PreTrainedTokenizer(name_or_path='bert-base-chinese', vocab_size=21128, model_max_len=512, is_fast=False, padding_side='right', truncation_side='right', special_tokens={'unk_token': '[UNK]', 'sep_token': '[SEP]', 'pad_token': '[PAD]', 'cls_token': '[CLS]', 'mask_token': '[MASK]'})

In [3]:
#第7章/试编码句子
out = token.batch_encode_plus(
    batch_text_or_text_pairs=['从明天起，做一个幸福的人。', '喂马，劈柴，周游世界。'],
    truncation=True,
    padding='max_length',
    max_length=17,
    return_tensors='pt',
    return_length=True)

#查看编码输出
for k, v in out.items():
    print(k, v.shape)

#把编码还原为句子
print(token.decode(out['input_ids'][0]))

input_ids torch.Size([2, 17])
token_type_ids torch.Size([2, 17])
length torch.Size([2])
attention_mask torch.Size([2, 17])
[CLS] 从 明 天 起 ， 做 一 个 幸 福 的 人 。 [SEP] [PAD] [PAD]


In [4]:
#第7章/定义数据集
import torch
from datasets import load_from_disk


class Dataset(torch.utils.data.Dataset):
    def __init__(self, split):
        self.dataset = load_from_disk('./data/ChnSentiCorp')[split]

    def __len__(self):
        return len(self.dataset)

    def __getitem__(self, i):
        text = self.dataset[i]['text']
        label = self.dataset[i]['label']

        return text, label


dataset = Dataset('train')

len(dataset), dataset[20]

(9600, ('非常不错，服务很好，位于市中心区，交通方便，不过价格也高！', 1))

In [5]:
#第7章/定义计算设备
device = 'cpu'
if torch.cuda.is_available():
    device = 'cuda'

device

'cuda'

In [6]:
#第7章/数据整理函数
def collate_fn(data):
    sents = [i[0] for i in data]
    labels = [i[1] for i in data]

    #编码
    data = token.batch_encode_plus(batch_text_or_text_pairs=sents,
                                   truncation=True,
                                   padding='max_length',
                                   max_length=500,
                                   return_tensors='pt',
                                   return_length=True)

    #input_ids:编码之后的数字
    #attention_mask:是补零的位置是0,其他位置是1
    input_ids = data['input_ids']
    attention_mask = data['attention_mask']
    token_type_ids = data['token_type_ids']
    labels = torch.LongTensor(labels)

    #把数据移动到计算设备上
    input_ids = input_ids.to(device)
    attention_mask = attention_mask.to(device)
    token_type_ids = token_type_ids.to(device)
    labels = labels.to(device)

    return input_ids, attention_mask, token_type_ids, labels

In [7]:
#第7章/数据整理函数试算
#模拟一批数据
data = [
    ('你站在桥上看风景', 1),
    ('看风景的人在楼上看你', 0),
    ('明月装饰了你的窗子', 1),
    ('你装饰了别人的梦', 0),
]

#试算
input_ids, attention_mask, token_type_ids, labels = collate_fn(data)
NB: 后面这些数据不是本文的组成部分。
PR #1098, opened 2019-04-02
Wait for unsubscribes to finish before shutting down executor service.

brandonbodnar-wk:
### Story:
Previously, if a stop signal came in, the executor service was shutdown
prior to unsubscribing to the nats messages for the server. This would
lead to nats messages still being delivered to the server despite that
the messages will never be executed / acted upon because the executor
service was shutdown.

This changes the stop / shutdown process to first wait for the
unsubscriptions to finish prior to shutting down the executor service.
Thus, no new messages should be received from the nats server while
this frugal server is shutting down.

### Acceptance Criteria:

### Design Notes:
While it may be intended that people only call `serve` once and `stop` once on a FServer instance, I tried to design this so that if someone had a bug where they were calling these methods multiple times that this change should still work (blocking and not blocking the calls as before). An example of this is two serve calls executing in parallel where one of the threads is interrupted but not the other. As before, this change unsubscribes the interrupted server and closes its dispatcher before exiting the serve method. The other parallel serve method should remain unaffected.

### How To Test:
Added some unit tests to cover the existing behavior.

### My Test Results:
Unit testing passed locally.

#### Reviewers:
@Workiva/product2

### DIFF
--- a/lib/java/src/main/java/com/workiva/frugal/server/FNatsServer.java
+++ b/lib/java/src/main/java/com/workiva/frugal/server/FNatsServer.java
@@ -273,14 +273,8 @@ public class FNatsServer implements FServer {
             }
             LOGGER.info("Frugal server stopping...");
 
-            for (String subject : subjects) {
-                try {
-                    dispatcher.unsubscribe(subject);
-                } catch (IllegalStateException e) {
-                    LOGGER.warn("Frugal server failed to unsubscribe from " + subject + ": " + e
-                          .getMessage());
-                }
-            }
+            // Closing the dispatcher will unsubscribe from all current subscriptions for that
+            // dispatcher
             conn.closeDispatcher(dispatcher);
             // If serving stopped due to stop being called, we want to give the signal the stop method
             // that this serve has completed its actions and the stop method can move on to the next
--- a/lib/java/src/main/java/com/workiva/frugal/server/FNatsServer.java
+++ b/lib/java/src/main/java/com/workiva/frugal/server/FNatsServer.java
@@ -245,6 +245,8 @@ public class FNatsServer implements FServer {
             boolean shutdownSignalReceived;
             try {
                 shutdownSignal.await();
+                // This shutdown signal may have been received from a prior call to stop if
+                // serve was inadvertantly called on an already stopped server.
                 shutdownSignalReceived = true;
             } catch (InterruptedException ignored) {
                 shutdownSignalReceived = false;
@@ -267,8 +269,19 @@ public class FNatsServer implements FServer {
             // may not have been interrupted and we don't want to be blocked by them.
             if (shutdownSignalReceived) {
                 // Advance to next state now that all unsubscribes are finished
+                // A phaser is used here because while we expect callers to have only issued a
+                // single call to serve we do not currently enforce that. If someone is running
+                // serve on the same instance in different threads, then we want to ensure all
+                // unsubscribes are finished before moving on to shutting down. The phaser allows
+                // us to notify when each call to serve is ready to move on to the next phase.
+                // While we could add in some type of enforcement for not allowing more than one
+                // call to serve or a call to serve after stop, that would likely be a breaking
+                // change to callers doing this now.
                 partiesAwaitingFullShutdown.arriveAndAwaitAdvance();
-                // Wait for full shutdown to finish
+                // Wait for full shutdown to finish (if this was a call to serve after stop was
+                // already called, then the shutdown would already be finished. But since stop
+                // never registered with the phaser, then this below method should immediately
+                // return as no other parties would be waiting.)
                 partiesAwaitingFullShutdown.arriveAndAwaitAdvance();
             }
         } finally {
@@ -288,7 +301,9 @@ public class FNatsServer implements FServer {
             // Unblock serving threads to allow them to unsubscribe
             shutdownSignal.countDown();
 
-            // Wait for all unsubscriptions to finish
+            // Wait for all unsubscriptions to finish if serve has been called and is currently
+            // serving. If serve has not been called or all calls to serve have already exited,
+            // then this call should be non-blocking.
             partiesAwaitingFullShutdown.arriveAndAwaitAdvance();
 
             // Attempt to perform an orderly shutdown of the worker pool by trying to complete any in-flight requests.
--- a/lib/java/src/main/java/com/workiva/frugal/server/FNatsServer.java
+++ b/lib/java/src/main/java/com/workiva/frugal/server/FNatsServer.java
@@ -56,6 +56,20 @@ public class FNatsServer implements FServer {
     private final long highWatermark;
 
     private final CountDownLatch shutdownSignal = new CountDownLatch(1);
+    /**
+     * Synchronizes shutdown between {@link #serve} and {@link #stop} threads.
+     * The implied states are:
+     * <ol>
+     * <li>Serve - initial state; serve thread waits, and stop thread calls
+     * {@link CountDownLatch#countDown()} on {@link FNatsServer#shutdownSignal} before
+     * advancing to the next state
+     * <li>Unsubscribe - stop thread waits, and serve thread unsubscribes before
+     * advancing to the next state
+     * <li>Shutdown executor service - serve thread waits, and stop thread awaits
+     * executor service shutdown before advancing to the next state
+     * <li>Shutdown - serve and stop threads both complete
+     * </ol>
+     */
     private final Phaser partiesAwaitingFullShutdown = new Phaser();
     private final ExecutorService executorService;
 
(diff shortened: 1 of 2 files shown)


aviary2-wf:
## Security Insights

## Action Items
---

lib/java/src/main/java/com/workiva/frugal/server/FNatsServer.java
```diff
@@ -224,20 +226,39 @@ public void serve() throws TException {
...
-        for (String subject : subjects) {
+            boolean shutdownSignalReceived = false;
             try {
-                dispatcher.unsubscribe(subject);
-            } catch (IllegalStateException e) {
-                LOGGER.warn("Frugal server failed to unsubscribe from " + subject + ": " + e.getMessage());
+                shutdownSignal.await();
+                shutdownSignalReceived = true;
+            } catch (InterruptedException ignored) {
+            }
```
brettkail-wk: IMO clearer with final var semantics:
```
boolean shutdownSignalReceived;
try {
  ...
  shutdownSignalReceived = true;
} catch (InterruptedException e) {
  shutdownSignalReceived = false;
}
```

lib/java/src/main/java/com/workiva/frugal/server/FNatsServer.java
```diff
@@ -224,20 +226,39 @@ public void serve() throws TException {
...
+                }
             }
+            conn.closeDispatcher(dispatcher);
+            // If serving stopped due to stop being called, we want to give the signal the stop method
+            // that this serve has completed its actions and the stop method can move on to the next
+            // phase of the shutdown. If shutdown signal was not received (i.e., serve is exiting
+            // because the thread was interrupted, then we do not want to wait as other calls to serve
+            // may not have been interrupted and we don't want to be blocked by them.
+            if (shutdownSignalReceived) {
+                // Wait for all unsubscribes to finish
```
brettkail-wk: IMO clearer as "Advance to next state now that all unsubscribes are complete".

lib/java/src/main/java/com/workiva/frugal/server/FNatsServer.java
```diff
@@ -224,20 +226,39 @@ public void serve() throws TException {
...
+                partiesAwaitingFullShutdown.arriveAndAwaitAdvance();
```
brettkail-wk: If `dispatcher.unsubscribe` or `closeDispatcher` throw, then this is never reached, and `stop` hangs indefinitely?  It appears some additional `try`/`finally` would be needed.

lib/java/src/main/java/com/workiva/frugal/server/FNatsServer.java
```diff
@@ -55,6 +56,7 @@
     private final long highWatermark;
 
     private final CountDownLatch shutdownSignal = new CountDownLatch(1);
```
brettkail-wk: > While it may be intended that people only call serve once and stop once on a FServer instance, I tried to design this so that if someone had a bug where they were calling these methods multiple times that this change should still work (blocking and not blocking the calls as before). 

Can instances be meaningfully reused given that `shutdownSignal` is not currently recreated?  I expect the second call to `serve` to instantly unsubscribe.  If my understanding is correct, can the design of this PR be simplified?

lib/java/src/main/java/com/workiva/frugal/server/FNatsServer.java
```diff
@@ -224,20 +226,39 @@ public void serve() throws TException {
...
-                LOGGER.warn("Frugal server failed to unsubscribe from " + subject + ": " + e.getMessage());
+                shutdownSignal.await();
+                shutdownSignalReceived = true;
+            } catch (InterruptedException ignored) {
+            }
+            LOGGER.info("Frugal server stopping...");
+
+            for (String subject : subjects) {
+                try {
+                    dispatcher.unsubscribe(subject);
```
brettkail-wk: @brianshannan-wf Pre-existing, do you know why `unsubscribe` is called manually rather than just relying on `conn.closeDispatcher` to do that?

lib/java/src/main/java/com/workiva/frugal/server/FNatsServer.java
```diff
@@ -55,6 +56,7 @@
     private final long highWatermark;
 
     private final CountDownLatch shutdownSignal = new CountDownLatch(1);
+    private final Phaser partiesAwaitingFullShutdown = new Phaser();
```
brettkail-wk: I have yet to find a satisfying and simple multi-threaded state machine primitive in Java.  I've used `CyclicBarrier` but not `Phaser`, so I had to read up; it appears to be about the same but more flexible.  My problem with both is that it's easy to create state machines where the states are implicit and spread across different code.  Perhaps add something like this as javadoc to make the states explicit?
```
/**
 * Synchronizes shutdown between {@link #serve} and {@link #stop} threads.
 * The implied states are:
 * <ol>
 * <li>Serve - initial state; serve thread waits, and stop thread calls
 * {@link shutdownSignal#countDown} before advancing to the next state
 * <li>Unsubscribe - stop thread waits, and serve thread unsubscribes before
 * advancing to the next state
 * <li>Shutdown executor service - serve thread waits, and stop thread awaits
 * executor service shutdown before advancing to the next state
 * <li>Shutdown - serve and stop threads both complete
 * </ol>
 */
```

lib/java/src/main/java/com/workiva/frugal/server/FNatsServer.java
brandonbodnar-wk: That should be handled by the finally on line 260 I think. If there is an error in closing the dispatcher or otherwise an uncaught exception, the `partiesAwaitingFullShutdown.arriveAndDeregister();` should mark this party as arrived and deregister its interest for any future phases. That should be sufficient to ensure the stop is not waiting for the serve thread to finish.

We could potentially do a `awaitAdvanceInterruptibly` with a timeout in the stop thread also if we want extra safety that it will not be blocked forever.

lib/java/src/main/java/com/workiva/frugal/server/FNatsServer.java
brandonbodnar-wk: That is a correct understanding and one that I added a unit test to verify that it was the correct existing behavior. If someone calls serve after stop, it immediately subs then unsubs and returns because the latch is already at 0.

However, my concern was someone with an existing bug that either does this (calls serve after a stop) or that calls serve multiple times on the same server before calling stop. I wanted to make sure that this change does not result in their code from going from a (1) buggy but immediately exits state to a (2) hangs forever state.

lib/java/src/main/java/com/workiva/frugal/server/FNatsServer.java
brandonbodnar-wk: I had this same question. I assumed it was for the extra logging in the catch, but that was just an assumption.

lib/java/src/main/java/com/workiva/frugal/server/FNatsServer.java
brandonbodnar-wk: I like this documentation idea.

lib/java/src/main/java/com/workiva/frugal/server/FNatsServer.java
brettkail-wk: I overlooked this, thanks.  Looks fine.

lib/java/src/main/java/com/workiva/frugal/server/FNatsServer.java
brettkail-wk: Perhaps drop a quick comment in the code and/or test that summarizes that second paragraph to explain why the code behaves the way it does.

lib/java/src/main/java/com/workiva/frugal/server/FNatsServer.java
yuanmwang-wf: This probably happened because dispatcher was not a thing in jnats 1 so in frugal we have to unsub each one manually, when moving to jnats 2 I just ported the code over. I think it's safe to call `closeDispatcher` here without manually unsubscribe everyone.

brianshannan-wf:
@brandonbodnar-wk can you clean up the merge conflicts?

brandonbodnar-wk:
@brianshannan-wf, merge conflicts should be resolved now. Thanks.

lib/java/src/main/java/com/workiva/frugal/server/FNatsServer.java
brandonbodnar-wk: Happy to remove the extra unsubscribe calls. Will do that now.

brianshannan-wf:
+1

yuanmwang-wf:
@Workiva/release-management-p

input_ids.shape, attention_mask.shape, token_type_ids.shape, labels

(torch.Size([4, 500]),
 torch.Size([4, 500]),
 torch.Size([4, 500]),
 tensor([1, 0, 1, 0], device='cuda:0'))

In [7]:
#第7章/数据加载器
loader = torch.utils.data.DataLoader(dataset=dataset,
                                     batch_size=16,
                                     collate_fn=collate_fn,
                                     shuffle=True,
                                     drop_last=True)

len(loader)

600

In [8]:
#第7章/查看数据样例
for i, (input_ids, attention_mask, token_type_ids,
        labels) in enumerate(loader):
    break

input_ids.shape, attention_mask.shape, token_type_ids.shape, labels

(torch.Size([16, 500]),
 torch.Size([16, 500]),
 torch.Size([16, 500]),
 tensor([0, 1, 1, 0, 1, 1, 0, 1, 1, 1, 0, 1, 0, 0, 1, 1], device='cuda:0'))

In [9]:
#第7章/加载预训练模型
from transformers import BertModel

pretrained = BertModel.from_pretrained('bert-base-chinese')

#统计参数量
sum(i.numel() for i in pretrained.parameters()) / 10000

Some weights of the model checkpoint at bert-base-chinese were not used when initializing BertModel: ['cls.predictions.transform.LayerNorm.weight', 'cls.predictions.transform.dense.bias', 'cls.predictions.transform.dense.weight', 'cls.seq_relationship.weight', 'cls.predictions.decoder.weight', 'cls.predictions.bias', 'cls.seq_relationship.bias', 'cls.predictions.transform.LayerNorm.bias']
- This IS expected if you are initializing BertModel from the checkpoint of a model trained on another task or with another architecture (e.g. initializing a BertForSequenceClassification model from a BertForPreTraining model).
- This IS NOT expected if you are initializing BertModel from the checkpoint of a model that you expect to be exactly identical (initializing a BertForSequenceClassification model from a BertForSequenceClassification model).


10226.7648

In [10]:
#第7章/不训练预训练模型,不需要计算梯度
for param in pretrained.parameters():
    param.requires_grad_(False)

In [11]:
#第7章/预训练模型试算
#设定计算设备
pretrained.to(device)

#模型试算
out = pretrained(input_ids=input_ids,
                 attention_mask=attention_mask,
                 token_type_ids=token_type_ids)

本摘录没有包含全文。